Dataset entries:
————

PR #11711, opened 2024-09-27
Fix RGENGC_FORCE_MAJOR_GC CI workflow

eightbitraptor:
Addresses https://bugs.ruby-lang.org/issues/20762

If we run with RGENGC_FORCE_MAJOR_GC, then all GC's will be major GC's. This means that any pages added to pooled pages will be unable to be allocated into until the next major GC. This frequently leaves the size pools with no allocatable pages, as there are no minor collections happening to sweep the pooled pages and add them back to the heap. 

We should take these "held" slots into account when deciding whether to allocate another page after a major or not.

### DIFF
--- a/gc/default.c
+++ b/gc/default.c
@@ -428,6 +428,7 @@ typedef struct rb_size_pool_struct {
     size_t total_allocated_objects;
     size_t total_freed_objects;
     size_t final_slots_count;
+    size_t pooled_slots_count;
 
     /* Sweeping statistics */
     size_t freed_slots;
@@ -595,7 +596,6 @@ typedef struct rb_objspace {
     } rcompactor;
 
     struct {
-        size_t pooled_slots;
         size_t step_slots;
     } rincgc;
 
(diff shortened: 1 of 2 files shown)


gc/default.c
```diff
@@ -2164,9 +2164,11 @@ heap_prepare(rb_objspace_t *objspace, rb_size_pool_t *size_pool, rb_heap_t *heap
                         /* Do steps of incremental marking or lazy sweeping. */
                         gc_continue(objspace, size_pool, heap);
 
-                        if (heap->free_pages == NULL &&
-                                !heap_page_allocate_and_initialize(objspace, size_pool, heap)) {
-                            rb_bug("cannot create a new page after major GC");
+                        if (heap->free_pages == NULL) {
+                            heap_page_allocate_and_initialize_force(objspace, size_pool, heap);
```
peterzhu2118, line 2168: We definitely don't want to use `heap_page_allocate_and_initialize_force` here because it creates a new page without changing the `allocatable_slots` counter. This could cause the heap to grow larger than expected.

Instead, I think `gc_sweep_finish_size_pool` should guarantee that the size pool has at least one empty slot or set `allocatable_slots > 0`.

eightbitraptor:
Closing this now that RGENGC_FORCE_MAJOR_GC has been removed.

PR #11730, opened 2024-09-30
-l option of 7z is unknown switch with the `ubuntu-latest` for Ruby 3.2

hsbt:
https://github.com/ruby/actions/actions/runs/11095032727/job/30823174026#step:3:349


hsbt:
@nagachika I removed Travis CI because Travis is not working today.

————

Exactly as they stand, write out all of the entries.

PR #11711, opened 2024-09-27
Fix RGENGC_FORCE_MAJOR_GC CI workflow

eightbitraptor:
Addresses https://bugs.ruby-lang.org/issues/20762

If we run with RGENGC_FORCE_MAJOR_GC, then all GC's will be major GC's. This means that any pages added to pooled pages will be unable to be allocated into until the next major GC. This frequently leaves the size pools with no allocatable pages, as there are no minor collections happening to sweep the pooled pages and add them back to the heap. 

We should take these "held" slots into account when deciding whether to allocate another page after a major or not.

### DIFF
--- a/gc/default.c
+++ b/gc/default.c
@@ -428,6 +428,7 @@ typedef struct rb_size_pool_struct {
     size_t total_allocated_objects;
     size_t total_freed_objects;
     size_t final_slots_count;
+    size_t pooled_slots_count;
 
     /* Sweeping statistics */
     size_t freed_slots;
@@ -595,7 +596,6 @@ typedef struct rb_objspace {
     } rcompactor;
 
     struct {
-        size_t pooled_slots;
         size_t step_slots;
     } rincgc;
 
(diff shortened: 1 of 2 files shown)


gc/default.c
```diff
@@ -2164,9 +2164,11 @@ heap_prepare(rb_objspace_t *objspace, rb_size_pool_t *size_pool, rb_heap_t *heap
                         /* Do steps of incremental marking or lazy sweeping. */
                         gc_continue(objspace, size_pool, heap);
 
-                        if (heap->free_pages == NULL &&
-                                !heap_page_allocate_and_initialize(objspace, size_pool, heap)) {
-                            rb_bug("cannot create a new page after major GC");
+                        if (heap->free_pages == NULL) {
+                            heap_page_allocate_and_initialize_force(objspace, size_pool, heap);
```
peterzhu2118, line 2168: We definitely don't want to use `heap_page_allocate_and_initialize_force` here because it creates a new page without changing the `allocatable_slots` counter. This could cause the heap to grow larger than expected.

Instead, I think `gc_sweep_finish_size_pool` should guarantee that the size pool has at least one empty slot or set `allocatable_slots > 0`.

eightbitraptor:
Closing this now that RGENGC_FORCE_MAJOR_GC has been removed.

PR #11730, opened 2024-09-30
-l option of 7z is unknown switch with the `ubuntu-latest` for Ruby 3.2

hsbt:
https://github.com/ruby/actions/actions/runs/11095032727/job/30823174026#step:3:349


hsbt:
@nagachika I removed Travis CI because Travis is not working today.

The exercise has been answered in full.